I finally found a way to get images for a bunch of keywords where the resulting images don't necessarily have to contain every single keyword as long as I get some images, but I am not sure I took the best options of API parameters to get the most results, but still relevant.
For example, for the keywords "apples, granny, smith" I would like a lot of images with green shiny apples and possible other apples
My relevant parameters are as follows (using https://commons.wikimedia.org/w/api.php):
&query &generator=search &gsrsearch=File:[keywords] &prop=pageimages
But there are so many other options possible and testing all their combinations would mean 1000 tests more or less. So I hope someone has more in-depth knowledge.

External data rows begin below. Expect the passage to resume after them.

PR #94, opened 2024-09-24
Adds legacy pegin test with multiple inputs and outputs.

jeremy-then:
Adds 'should do legacy pegin with multiple inputs from different accounts and two outputs to the federation with value exactly minimum' test.

This test checks the same things as https://rsklabs.atlassian.net/browse/POWPEG-1545, but sending multiple outputs to the federation as well, ensuring that everything else works as expected under this scenario.

Fixes bugs in `waitForBitcoinTxToBeInMempool`.
Adds balance check in `createSenderRecipientInfo` since sometimes the fund doesn't reach the mempool or doesn't get mined in time.
Renames some variables.

### DIFF
--- a/lib/2wp-utils.js
+++ b/lib/2wp-utils.js
@@ -107,8 +107,11 @@ const createPegoutRequest = async (rskTxHelper, amountInRBTC, requestSize = 1) =
  */
 const isUtxoRegisteredInBridge = async (rskTxHelper, peginTxHash, expectedUxtosCount = 1) => {
     const bridgeState = await getBridgeState(rskTxHelper.getClient());
-    return bridgeState.activeFederationUtxos
-        .filter(utxo =>  utxo.btcTxHash === peginTxHash).length === expectedUxtosCount;
+    const foundUtxos = bridgeState.activeFederationUtxos.filter(utxo =>  utxo.btcTxHash === peginTxHash);
+    if(foundUtxos.length > 0 && foundUtxos.length !== expectedUxtosCount) {
+        throw new Error(`Found ${foundUtxos.length} utxo(s) with the pegin tx hash ${peginTxHash} in the bridge, but expected to find ${expectedUxtosCount} utxo(s).`);
+    }
+    return foundUtxos.length === expectedUxtosCount;
 };
 
 const mineForPeginRegistration = async (rskTxHelper, btcTxHelper) => {
@@ -245,7 +248,17 @@ const createSenderRecipientInfo = async (rskTxHelper, btcTxHelper, type = 'legac
     await rskTxHelper.importAccount(rskRecipientRskAddressInfo.privateKey);
     await rskTxHelper.unlockAccount(rskRecipientRskAddressInfo.address);
     if(Number(initialAmountToFundInBtc) > 0) {
-        await btcTxHelper.fundAddress(btcSenderAddressInfo.address, initialAmountToFundInBtc);
+        const initialAddressBalance = await btcTxHelper.getAddressBalance(btcSenderAddressInfo.address);
+        const fundTxHash = await btcTxHelper.fundAddress(btcSenderAddressInfo.address, initialAmountToFundInBtc);
+        const finalAddressBalance = await btcTxHelper.getAddressBalance(btcSenderAddressInfo.address);
+        // If the final address balance is the same as the initial balance, then the tx has not yet reached the mempool or has not been mined. Rare condition that may happen randomly.
+        if(finalAddressBalance === initialAddressBalance) {
+            const inMempool = await waitForBitcoinTxToBeInMempool(btcTxHelper, fundTxHash);
+            if(inMempool) {
+                await btcTxHelper.mine();
+            }
+        }
+        
     }
     return {
         btcSenderAddressInfo,
--- a/lib/btc-utils.js
+++ b/lib/btc-utils.js
@@ -107,7 +107,7 @@ const waitForBitcoinTxToBeInMempool = async (btcTxHelper, btcTxHash, maxAttempts
       const isTxInMempool = bitcoinMempool.includes(btcTxHash);
       if(!isTxInMempool) {
         logger.debug(`[${waitForBitcoinTxToBeInMempool.name}::${bitcoinMempoolHasTx.name}] Attempting to check if the btc tx (${btcTxHash}) was already mined since it's not in the mempool yet.`);
-        const tx = await btcTransactionHelper.getTransaction(btcTxHash);
+        const tx = await btcTxHelper.getTransaction(btcTxHash);
         if(tx) {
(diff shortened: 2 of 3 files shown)


lib/2wp-utils.js
```diff
@@ -107,8 +107,11 @@ const createPegoutRequest = async (rskTxHelper, amountInRBTC, requestSize = 1) =
  */
 const isUtxoRegisteredInBridge = async (rskTxHelper, peginTxHash, expectedUxtosCount = 1) => {
     const bridgeState = await getBridgeState(rskTxHelper.getClient());
-    return bridgeState.activeFederationUtxos
-        .filter(utxo =>  utxo.btcTxHash === peginTxHash).length === expectedUxtosCount;
+    const foundUtxos = bridgeState.activeFederationUtxos.filter(utxo =>  utxo.btcTxHash === peginTxHash);
+    if(foundUtxos.length > 0 && foundUtxos.length !== expectedUxtosCount) {
+        throw new Error(`Found ${foundUtxos.length} utxo(s) with the pegin tx hash ${peginTxHash} in the bridge, but expected to find ${expectedUxtosCount} utxo(s).`);
```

Example of other options which can be combined in many ways:
- [keywords] with pipe or spaces: "Apples granny smith" or "Apples|granny|smith"
or other possibility combining keywords? - Different generators or query:
- &generator=images &redirects=1 &titles=[keywords] (is titles the only option here?)

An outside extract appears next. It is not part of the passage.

PR #96, opened 2024-09-24
Adds 'should reject a legacy pegin with the value exactly below minimum'

jeremy-then:
Adds a 'should reject a legacy pegin with the value exactly below minimum' test.

This test sends a pegin legacy with a value exactly below the minimum (the minimum pegin value minus 1 satoshis).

- &action=opensearch &search=[keywords]
- &generator=search
- .. ? ..
- Different props (1)
- &prop=pageimages
- &prop=images
- &prop=imageinfo
- .. ? ..
- Different kind of searches
- &(gsr)search=File:[keywords]
- &(gsr)search=[keywords]&(gsr)namespace=6
- $titles=[keywords] (2)
- $titles=File:[keywords] (2)
I know NOT ALL combinations make sense, but still too much to test
(1) Also if somehow other props besides images make sense, I can get the image via the algorithm, no problem
(2) Also 4.3 and 4.4 is not really a search but maybe it could be with wildcards or regex? I didn't understand that when I encountered it somewhere on the api docs or web search.
Preferably I would not like to have pdfs or thumbs from pdf as a results, but if that's not possible with the best combination here, I can filter it in php.